Work instruction: Your answer should repeat every line of the records below in which the word "comment" appears.

[Opening Record set section]

PR #5777, opened 2022-06-15
[DOC] Update Network Policies

### LINKED ISSUE #5765: Update network policy documentation
[Network policy documentation](https://www.elastic.co/guide/en/cloud-on-k8s/master/k8s-network-policies.html#k8s-network-policies-operator-isolation) states the K8S control plane IP can be retrieved using `kubectl cluster-info | grep master` while it is not working anymore.

barkbay:
Fixes #5765

This PR also:
* Fixes the operator label name which is now `app.kubernetes.io/name`
* Adds a sample for Agent and Fleet Server

### DIFF
--- a/docs/advanced-topics/network-policies.asciidoc
+++ b/docs/advanced-topics/network-policies.asciidoc
@@ -37,9 +37,9 @@ kubectl label namespace team-b eck.k8s.elastic.co/tenant=team-b
 
 To set up the network policies correctly you must know the operator Pod selector and the Kubernetes API server IP. They may vary depending on your environment and how the operator has been installed.
 
-=== Operator Ood selector
+=== Operator Pod selector
 
-The operator Pod labels depends on how the operator has been installed, refer to the following table to know what label name should be used in the network policies.
+The operator Pod label depends on how the operator has been installed, refer to the following table to know what label name should be used in the network policies.
 
 [cols="1,1"]
 |===
--- a/docs/advanced-topics/network-policies.asciidoc
+++ b/docs/advanced-topics/network-policies.asciidoc
@@ -39,7 +39,7 @@ To set up the network policies correctly you must know the operator Pod selector
 
 === Operator Pod selector
 
-The operator Pod label depends on how the operator has been installed, refer to the following table to know what label name should be used in the network policies.
+The operator Pod label depends on how the operator has been installed. Check the following table to know which label name is used in the network policies.
 
 [cols="1,1"]
 |===
@@ -458,7 +458,7 @@ spec:
 == Isolating {agent} and {fleet}
 
 
-NOTE: Some {agent} policies may require additional access rules than what is listed here.
+NOTE: Some {agent} policies may require additional access rules other than those listed here.
 
 
 [cols="h,1"]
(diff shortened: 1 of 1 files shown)


thbkrkr (dismissed):
There are other references of the old `control-plane` label in the webhook documentation which we can fix here or in another PR.

```diff
diff --git a/docs/operating-eck/webhook.asciidoc b/docs/operating-eck/webhook.asciidoc
index 344317542..15ed8a004 100644
--- a/docs/operating-eck/webhook.asciidoc
+++ b/docs/operating-eck/webhook.asciidoc
@@ -219,7 +219,7 @@ metadata:
 spec:
   podSelector:
     matchLabels:
-      control-plane: elastic-operator
+      app.kubernetes.io/name: elastic-operator
   ingress:
   - from: []
     ports:
@@ -245,7 +245,7 @@ metadata:
 spec:
   podSelector:
     matchLabels:
-      control-plane: elastic-operator
+      app.kubernetes.io/name: elastic-operator
```

barkbay:
> So maybe let's keep that out of this PR?

Good catch! I added a comment in a "Prerequisites" section. The reason is that it is unfortunately not correct in both cases 😕
Let me know what you think.

@alaudazzi I would be glad to have your thoughts too, thanks 🙇

docs/advanced-topics/network-policies.asciidoc
```diff
@@ -32,7 +33,35 @@ kubectl label namespace team-a eck.k8s.elastic.co/tenant=team-a
 kubectl label namespace team-b eck.k8s.elastic.co/tenant=team-b
 ----
 
+== Prerequisites
 
+To set up the network policies correctly you must know the operator Pod selector and the Kubernetes API server IP. They may vary depending on your environment and how the operator has been installed.
+
+=== Operator Ood selector
```
thbkrkr, line 40:
```suggestion
=== Operator Pod selector
```

docs/advanced-topics/network-policies.asciidoc
```diff
@@ -32,7 +33,35 @@ kubectl label namespace team-a eck.k8s.elastic.co/tenant=team-a
...
+
+The operator Pod labels depends on how the operator has been installed, refer to the following table to know what label name should be used in the network policies.
```
thbkrkr, line 42:
```suggestion
The operator Pod label depends on how the operator has been installed, refer to the following table to know what label name should be used in the network policies.
```

thbkrkr:
> Good catch! I added a comment in a "Prerequisites" section. The reason is that it is unfortunately not correct in both cases confused. Let me know what you think.

Yes, that's already not correct, but I would have waited for #5788 to fix it properly, probably by also setting the label `app.kubernetes.io/name` when installing via the raw manifest so that we use only one label in the code and in the document.

But we can keep your doc update as an intermediate fix :+1:.

barkbay:
> Yes, that's already not correct, but I would have waited for https://github.com/elastic/cloud-on-k8s/issues/5788 to fix it properly

My concern is that the documentation in its current state might be misleading for users who have already deployed the operator. I agree we need to fix it, the intent here is to update the documentation for affected and supported versions.

thbkrkr (approved):
LGTM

[Closing Record set section]

Solution:
Good catch! I added a comment in a "Prerequisites" section. The reason is that it is unfortunately not correct in both cases 😕
> Good catch! I added a comment in a "Prerequisites" section. The reason is that it is unfortunately not correct in both cases confused. Let me know what you think.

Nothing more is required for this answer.